Department of Orthopaedic Surgery, Case Western Reserve School of Medicine, Cleveland, OH.
University Hospitals Cleveland Medical Center, Cleveland, OH.
Iowa Orthop J. 2020;40(2):46-52.
Combined hip arthroscopy and periacetabular osteotomy (PAO) allows for treatment of intra-articular hip pathology with simultaneous correction of acetabular version and femoral head coverage in patients with symptomatic hip dysplasia. Currently, scant data is available to surgeons regarding optimal technique, sequence of repair, perioperative management, and the use of intra-abdominal monitoring in patients undergoing these combined procedures. The purpose of this study is to describe a two-surgeon, muscle-sparing, approach for sequential hip arthroscopy and PAO for the treatment of adults with acetabular dysplasia and concomitant intra-articular hip pathology.

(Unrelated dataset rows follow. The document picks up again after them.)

PR #6174, opened 2026-03-15
[stdlib] Add `Iterable` overload for `max`/`min`

bgreni:
## Summary

Add `Iterable` overload for the `max`/`min` functions. The implementation is a little messy due to needing to use
a placeholder origin since using the proper origin fails because `seq` _could_ be `RegisterPassable`.

## Testing

Added tests to stdlib test suite. This implementation raises on empty containers which I don't love, but I'm not sure how else to handle it and that does match the Python behaviour.

## Checklist

      sequence of smaller PRs

### DIFF
--- a/mojo/stdlib/std/math/math.mojo
+++ b/mojo/stdlib/std/math/math.mojo
@@ -3863,6 +3863,50 @@ def max[T: Copyable & Comparable](x: T, *ys: T) -> T:
     return res.copy()
 
 
+fn max[
+    origin: ImmutOrigin, T: Iterable, //
+](
+    ref[origin] seq: T,
+    out max_element: T.IteratorType[origin_of(seq)].Element,
+) raises StopIteration where conforms_to(
+    type_of(max_element), ImplicitlyDestructible & Comparable & Movable
+):
+    """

In this article, we present the indications for combined hip arthroscopy and PAO, in addition to patient set-up and positioning. A detailed discussion of hip arthroscopy and a muscle sparing PAO techniques are then presented, with overview of a novel intra-abdominal pressure monitoring technique and post-operative rehabilitation protocol.
Through technical refinement and experience, our indications and protocol for the treatment of patients with symptomatic acetabular dysplasia with concomitant intra-articular hip pathology involves a refined and reproducible, two surgeon procedure utilizing hip arthroscopy followed by PAO. The use of intra-abdominal monitoring allows for assessment of intra-peritoneal pressures to monitor for the development of abdominal compartment syndrome secondary to fluid extravasation.
The performance of concomitant hip arthroscopy and PAO for concurrent hip dysplasia and intra-articular hip pathology represents an increasingly common approach in hip preservation surgery. The hip arthroscopy and muscle-sparing PAO protocol using intra-abdominal monitoring described here serves to further refine and advance the indications and technical aspects of this challenging procedure..
髋关节镜检查与髋臼周围截骨术(PAO)相结合,可治疗髋关节腔内病变,同时矫正髋臼倾斜和髋关节发育不良患者的股骨头覆盖。目前,外科医生可获得的关于最佳技术、修复顺序、围手术期管理以及在接受这些联合手术的患者中使用腹腔内监测的相关数据非常有限。本研究的目的是描述一种双关节镜、肌肉保留的方法,用于治疗髋臼发育不良和髋关节腔内病变的成人。
在本文中,我们介绍了髋关节镜检查与髋臼周围截骨术联合应用的适应证,以及患者的准备和体位。然后详细讨论了髋关节镜检查和一种肌肉保留的 PAO 技术,概述了一种新的腹腔内压力监测技术和术后康复方案。
通过技术改进和经验积累,我们对伴有髋关节腔内病变的髋臼发育不良患者的治疗适应证和方案进行了改进和重复,采用两名外科医生的髋关节镜检查和 PAO 联合手术。腹腔内监测的使用可以评估腹腔内压力,以监测由于液体外渗引起的腹腔间隔室综合征的发生。
髋关节镜检查与髋臼周围截骨术联合治疗髋关节发育不良和髋关节腔内病变是髋关节保手术中越来越常见的方法。本文所述的使用腹腔内监测的髋关节镜检查和肌肉保留的 PAO 方案,进一步完善和推进了这一具有挑战性的手术的适应证和技术方面。